We can also calculate that directly:
- deviation = (φ/360°) · sampleRate
- ⇒ φ = 360° · deviation / sampleRate
- ⇒ φ = 360° · 12.5 kHz / 1 MHz
- ⇒ φ = 4.5°
If we convert to radians (i.e., normalize 180° to π, which is how PySDR likes it), that's x = 2π · deviation / sampleRate.
At this point, there is one thing which I still do not understand: my code only works with x = π · deviation / sampleRate (note the missing factor of two). I suppose that I have simply mis-assumed the frequency deviation and should have used 6 kHz instead, but for now, I'm gonna leave this as-is. Let me know if you know more ^.^
So, what we finally have is:
phase_changes = samples * np.pi * fm_deviation / sdr_sample_rate
PySDR takes in absolute phase information, so we need to calculate the cumulative sum of this phase change array:
phase_integral = np.cumsum(phase_changes)
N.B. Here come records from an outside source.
PR #1944, opened 2019-02-12
BP-38: Bypass journal ledger

ArvinDevel:

### Motivation

To guarantee high durability, BK write journal before flush data to persistent device which will cause two write of data.
At the presence of replicating and auto-recovery mechanism, the two-write is a bit waste of the persistent device bandwidth,
especially on the [scenarios](https://cwiki.apache.org/confluence/display/BOOKKEEPER/BP-14+Relax+durability) which prefer weak durability guarantee.
This proposal is aimed at providing bypass journal ledger, this feature includes these parts work:
 - add new write flag `BYPASS_JOURNAL` to existing protocol
 - impl the newly write flag at the client side and server side

### Changes

Master Issue: #1945

> ---
>
> - [ ] [skip build java11]: skip build on java11. *ONLY* skip this when *ONLY* changing files under documentation under `site`.
> ---

> ---
> quickly and easily:
>
>
>
> Otherwise:
> 
> 
> ---

### DIFF
--- a/site/bps/BP-38-bypass-journal-ledger.md
+++ b/site/bps/BP-38-bypass-journal-ledger.md
@@ -8,8 +8,7 @@ release: "N/A"
 ### Motivation
 
 To guarantee high durability, BK write journal before flush data to persistent device which will cause two write of data.
-At the presence of replicating and auto-recovery mechanism, the two-write is a bit waste of the persistent device bandwidth,
-especially on the [scenarios](https://cwiki.apache.org/confluence/display/BOOKKEEPER/BP-14+Relax+durability) which prefer weak durability guarantee.
+But we may not need this level of persistence under [scenarios](https://cwiki.apache.org/confluence/display/BOOKKEEPER/BP-14+Relax+durability) which prefer weak durability guarantee.
 This proposal is aimed at providing bypass journal ledger, this feature includes these parts work:
  - add new write flag `BYPASS_JOURNAL` to existing protocol
  - impl the newly write flag at the client side and server side
--- a/site/bps/BP-38-bypass-journal-ledger.md
+++ b/site/bps/BP-38-bypass-journal-ledger.md
@@ -12,7 +12,22 @@ But we may not need this level of persistence under [scenarios](https://cwiki.ap
 This proposal is aimed at providing bypass journal ledger, this feature includes these parts work:
  - add new write flag `BYPASS_JOURNAL` to existing protocol
  - impl the newly write flag at the client side and server side
- 
+
+The usage will looks like this:
+```java
+WriteHandle writeHandle = newCreateLedgerOp()
+                        .withEnsembleSize(3)
+                        .withWriteQuorumSize(3)
+                        .withAckQuorumSize(3)
+                        .withPassword(PASSWORD)
+                        .withWriteFlags(WriteFlag.BYPASS_JOURNAL)
+                        .execute().get();
+// append data as usual, but the lac won't advance
+writeHandle.appendAsync(...);
+// force to advance lac
+writeHandle.force();
+writeHandle.closeAsync();
+``` 
 The details of changes are listed in Section “[Proposed Changes](#proposed-changes)”.
  
 ### Public Interfaces
@@ -27,7 +42,7 @@ The detailed compatibility related stuff is in Section “[CDMP](#compatibility-
 While the main approach is based on [`WRITE_FLAG` impl](https://github.com/apache/bookkeeper/pull/742),
 the actual implementation is more tricky. In my opinion, there are three different solution:
 
-1. Relax LAC protocol
+1. Relax LAC protocol(rejected due to violate LAC protocol)
 
     Modify server side code mostly and don't change legerHandle's LAC advance logic, if the write flag is `BYPASS_JOURNAL`, after write to `LegerStorage`(the data maybe in the memTable, or the buffer of File, or the os cache),
 bookie return result to the client directly.
@@ -39,19 +54,19 @@ Note, the user shall know the weak durability for his use case when using this i
     Like `DEFERRED_SYNC`, the normal 'bypass-journal' operation don't advance LAC on the client.
 Only advance LAC using `force` api. To support this new 'bypass-journal' option, we need theses changes:
 
-    - Add persistent callback to LedgerStorage
+    - Add force interface to `LedgerDescriptor` and LedgerStorage
     
-        Maintain non-persistent entry list(necessary for out of order entry arriving) and `maxPersistentEntryId` on `LedgerDescriptor`
-If the entry is 'bypass-journal', the callback for this entry is not null, and it will receives notification after persistent through legerStorage.
+        Used to flush the data on memTable to persistent device for specific ledger, and this make senses with "one entry logger per ledger" feature.
+        For general SortedLedgerStorage, this "force" operation may has some overhead due to flush data too early.
     
     - Extend the force request
         
-        If the force request contains bypass journal option, get `maxPersistentEntryId` from `LedgerDescriptor`
- or impl force method on `LedgerDescriptor`, which force the entry to persistent device through `LedgerStorage`.
+        If the force request contains bypass journal option, execute force method of `LedgerDescriptor`, which will call LedgerStorage's force interface to flush received entries to persistent device.
 
     In addition to these changes, we should consider who is responsible for the `force` execution? How often to schedule 'force'?
+    To simply the design and give more choices to apps, these choices are up to user.
 
-3. Add NonPersistentLAC semantic to existing LAC protocol
+3. Add NonPersistentLAC semantic to existing LAC protocol(rejected due to infeasible and complex)
 
     To not violate LAC semantics like method 1, we can add `NonPersistentLAC` semantic, this includes these changes:
 
@@ -68,6 +83,8 @@ If the entry is 'bypass-journal', the callback for this entry is not null, and i
         Add `nonPersistentLAC` to WriteHandle. WriteHandle with 'bypass-journal' option updates the LAC using `maxPersistentEntryId`, and update `nonPersistentLAC` if receives enough ack.
         For normal WriteHandle, the `nonPersistentLAC` is set to null to indicate to keep original LAC advance logic. 
 
+As we only introduce `BYPASS_JOURNAL` write flag to add request, it's better not change existing fencing logic. So fence operation shall falls into journal io path.
+
 ### Compatibility, Deprecation, and Migration Plan
 
 As this new feature only add one ledger creating option and corresponding ledger implementation. It has no effect
@@ -77,7 +94,7 @@ When user use the latest client which has the `BYPASS_JOURNAL` write flag, but t
 
 ### Test Plan
 
-- unit tests for newly introduced write_flag at client side and server side
+- unit tests for newly introduced write_flag and extended force at client side and server side
 - end-to-end tests for the new Protocol request/response
 - compat tests (client with this new writeflags will not be able to write on old bookies)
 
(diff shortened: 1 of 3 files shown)


jvrao:
Glad to see this is being worked on. Will review the proposal.

site/bps/BP-38-bypass-journal-ledger.md
```diff
@@ -0,0 +1,91 @@
...
+issue: https://github.com/apache/bookkeeper/issues/1918
+state: "Under Discussion"
+release: "N/A"
+---
+
+### Motivation
+
+To guarantee high durability, BK write journal before flush data to persistent device which will cause two write of data.
+At the presence of replicating and auto-recovery mechanism, the two-write is a bit waste of the persistent device bandwidth,
+especially on the [scenarios](https://cwiki.apache.org/confluence/display/BOOKKEEPER/BP-14+Relax+durability) which prefer weak durability guarantee.
```
jvrao: I don't believe  our auto-recovery and replication alone can address our persistence needs. I would request you to reword it saying that - "we may not need this level of persistence under scenarios like week durability....." something like that.

site/bps/BP-38-bypass-journal-ledger.md
```diff
@@ -0,0 +1,91 @@
...
+This proposal is aimed at providing bypass journal ledger, this feature includes these parts work:
+ - add new write flag `BYPASS_JOURNAL` to existing protocol
```
jvrao: I assume BYPASS_JOURNAL is applicable only in the week durability case. We have that in the protocol, so can't BYPASS_JOURNAL be just a configuration parameter on bookie, which will used only (if enabled) on week durability case?

site/bps/BP-38-bypass-journal-ledger.md
```diff
@@ -0,0 +1,91 @@
...
+ - impl the newly write flag at the client side and server side
```
jvrao: Do you mean client visible API change ? or where exactly is this flag?

site/bps/BP-38-bypass-journal-ledger.md
```diff
@@ -0,0 +1,91 @@
...
+### Proposed Changes
+
+While the main approach is based on [`WRITE_FLAG` impl](https://github.com/apache/bookkeeper/pull/742),
+the actual implementation is more tricky. In my opinion, there are three different solution:
+
+1. Relax LAC protocol
+
+    Modify server side code mostly and don't change legerHandle's LAC advance logic, if the write flag is `BYPASS_JOURNAL`, after write to `LegerStorage`(the data maybe in the memTable, or the buffer of File, or the os cache),
+bookie return result to the client directly.
+This impl is like [disable syncData](https://github.com/apache/bookkeeper/issues/753), once all the replica fails, the BK cluster can't recovery from it.
```
jvrao: With this the above will be obsolete?

site/bps/BP-38-bypass-journal-ledger.md
ArvinDevel: Yes. What I mean is extending WriteFlags, the user who wants using this feature only needs pass WriteFlags to the WriteHandle. looks like this:
``` 
newCreateLedgerOp()
                .withEnsembleSize(3)
                .withWriteQuorumSize(3)
                .withAckQuorumSize(3)
                .withPassword(PASSWORD)
                .withWriteFlags(WriteFlag.BYPASS_JOURNAL)
                .execute()
```

site/bps/BP-38-bypass-journal-ledger.md
ArvinDevel: When user create LedgerHandle, he/she can construct it with `WriteFlag.BYPASS_JOURNAL`

site/bps/BP-38-bypass-journal-ledger.md
ArvinDevel: The bookie level config `syncData` example is just used to compare. We still needs to modify server side to sense client's WriteFlag.BYPASS_JOURNAL option, and extend WriteFlag to give users this choice.

site/bps/BP-38-bypass-journal-ledger.md
ArvinDevel: done

site/bps/BP-38-bypass-journal-ledger.md
```diff
@@ -0,0 +1,90 @@
...
+The detailed compatibility related stuff is in Section “[CDMP](#compatibility-deprecation-and-migration-plan)”.
+
+### Proposed Changes
+
+While the main approach is based on [`WRITE_FLAG` impl](https://github.com/apache/bookkeeper/pull/742),
+the actual implementation is more tricky. In my opinion, there are three different solution:
+
+1. Relax LAC protocol
+
+    Modify server side code mostly and don't change legerHandle's LAC advance logic, if the write flag is `BYPASS_JOURNAL`, after write to `LegerStorage`(the data maybe in the memTable, or the buffer of File, or the os cache),
```
eolivelli: > don't change legerHandle's LAC advance logic

I think we should use the DEFERRED_SYNC way of handling LAC, that is that a regular write will not advance LAC, but you need a "force" (like you state below).

site/bps/BP-38-bypass-journal-ledger.md
```diff
@@ -0,0 +1,90 @@
...
+
+    In addition to these changes, we should consider who is responsible for the `force` execution? How often to schedule 'force'?
+
+3. Add NonPersistentLAC semantic to existing LAC protocol
+
+    To not violate LAC semantics like method 1, we can add `NonPersistentLAC` semantic, this includes these changes:
+
+    - Add persistent callback to LedgerStorage
+
+        Maintain non-persistent entry list and `maxPersistentEntryId` on `LedgerDescriptor`.
```
eolivelli: I tried to have a 'maxPersistentEntryId' while working on DEFERRED_SYNC but actually it was not possible because if you use "LedgerHandleAdv" entries won't get to the bookie with a specific order, so you will have to keep track of holes.

site/bps/BP-38-bypass-journal-ledger.md
```diff
@@ -0,0 +1,90 @@
...
+        
+    - Wire protocol changes
+    
+        Add optional `maxPersistentEntryId` field to `AddResponse`. When the `AddRequest` has 'bypass-journal' option, the server get `maxPersistentEntryId` from `LedgerDescriptor` to construct response.
+
+    - Client side changes
+    
+        Add `nonPersistentLAC` to WriteHandle. WriteHandle with 'bypass-journal' option updates the LAC using `maxPersistentEntryId`, and update `nonPersistentLAC` if receives enough ack.
```
eolivelli: nonPersistentLAC is more like 'pendingAddsSequenceHead' that we introduced for DEFERRED_SYNC

eolivelli:
When you will go thru the implementation remember to create patches for the Server-side first and then we will be able to work on the client side, because client-side changes are "public API" and we cannot release an API which is missing the server side counterpart

site/bps/BP-38-bypass-journal-ledger.md
ArvinDevel: you're right, thanks

site/bps/BP-38-bypass-journal-ledger.md
ArvinDevel: Yes, and I forgot to state something to complete nonPersistentLAC :
-  carry `nonPersistentLAC` to bookie, and LedgerDesciptor record it
- extend readEntry of ReadHandle, so that it can read up to `nonPersistentLAC`

site/bps/BP-38-bypass-journal-ledger.md
ArvinDevel: The difficult is how to execute "force", leave to app or client lib, and how often to schedule force if WriteHandle is responsible for that. Do you have any ideas?

site/bps/BP-38-bypass-journal-ledger.md
eolivelli: Why persisting an non-persistent value ?
The value makes sense only on the client (writer), you won't ever read that value from bookies

site/bps/BP-38-bypass-journal-ledger.md
eolivelli: force() RPC may carry a flag on the wire which tells that the clients wants to fait for a flush of the memtable for the given ledger.
force() with DEFERRED_SINC -> wait for/force a write to the journal
force() with BYPASS_JOURNAL -> wait for/force a flush on the EntryLogger

It makes sense only in conjunction with "multiple entry loggers"/"one entry logger per ledger" feature.

site/bps/BP-38-bypass-journal-ledger.md
eolivelli: @jvrao I think we cannot have a bookie configuration parameter because the client must be aware of relaxed durability and advance LAC accordingly (like we do with DEFERRED_SYNC)

eolivelli:
@ArvinDevel  this doc does not deal with **fencing**.
We should state how with this new feature we are providing this core feature of BK.

With  DEFERRED_SYNC for instance we are not changing how recovery/fencing works.
Should we store the fence flag on journal ? or does the fence operation need a flush of the FileInfo to disk ?

site/bps/BP-38-bypass-journal-ledger.md
ArvinDevel: yes, but I'm more worried about that is the synchronized "force" applicable for bypass-journal weak durability. On the "deferred_sync" scenario, the consumer/ReadHandle can tolerant reading after "force" or close. If we still restrict the reader can only read up to the point where writer "force", will this limit the applied scenarios of bypass-journal weak durability?

site/bps/BP-38-bypass-journal-ledger.md
ArvinDevel: What I want is relaxing the reader to read up to latest entry as early as possible.

ArvinDevel:
> We should state how with this new feature we are providing this core feature of BK.

To be honest, I'm not familiar with fencing stuff. To simplify the design, can we keep the simple design which not changing recovery/fencing? Since the fence info is small enough, store it to journal has little effect.

site/bps/BP-38-bypass-journal-ledger.md
sijie: @ArvinDevel it would be good if you can put the example code in the BP.

site/bps/BP-38-bypass-journal-ledger.md
sijie: I agree with @eolivelli. `BYPASS_JOURNAL` should have same LAC semantics as `DEFERRED_SYNC`. We only advanced LAC when `force` happen. `force` will carry the write flag and decide to force a write to the journal, or force a flush on ledger storage.

For bypass journal use cases, I think applications are usually when a ledger is closed/forced. So the above assumptions would make implementation easier.

site/bps/BP-38-bypass-journal-ledger.md
sijie: @jvrao If I remember this correctly, we were thinking of adding BYPASS_JOURNAL as a WriteFlag, no? Applications can decide whether to use journal or not.

ArvinDevel:
@jvrao @eolivelli @sijie @merlimat 
Most of you are agreed to implement BYPASS_JOURNAL using WRITE_FLAG, and use "force" api to advance LAC, then I'll focus on this method on the doc, ok?

site/bps/BP-38-bypass-journal-ledger.md
ArvinDevel: will do that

And with that, we can tell PySDR that we'd like to transmit a PM signal with a constant amplitude (of 1) and phases as determined by phase_integral:
fm_samples = np.exp(1j * phase_integral)
Boiler Plate
Now all that's left is scaling everything up from -1 … 1 to the 15-bit signed values that PlutoSDR expects, and then transmitting those.
fm_samples *= 2**14
sdr = adi.Pluto("ip:…")
sdr.sample_rate = int(sdr_sample_rate)
sdr.tx_rf_bandwidth = int(sdr_sample_rate)
sdr.tx_lo = int(fm_carrier)
sdr.tx_hardwaregain_chan0 = -10
print("SDR is being configured, waiting 2 seconds before beginning transmission …")
time.sleep(2)
for i in range(fm_samples.shape[0] // n_samples_per_tx):
sdr.tx(fm_samples[i * n_samples_per_tx : (i + 1) * n_samples_per_tx])
The full script (with some quality-of-life improvements) is available at plutosdr-playground/tx-fm.py. Next item on the todo list is probably using multiprocessing so that the transmission can already start as the input file is being processed.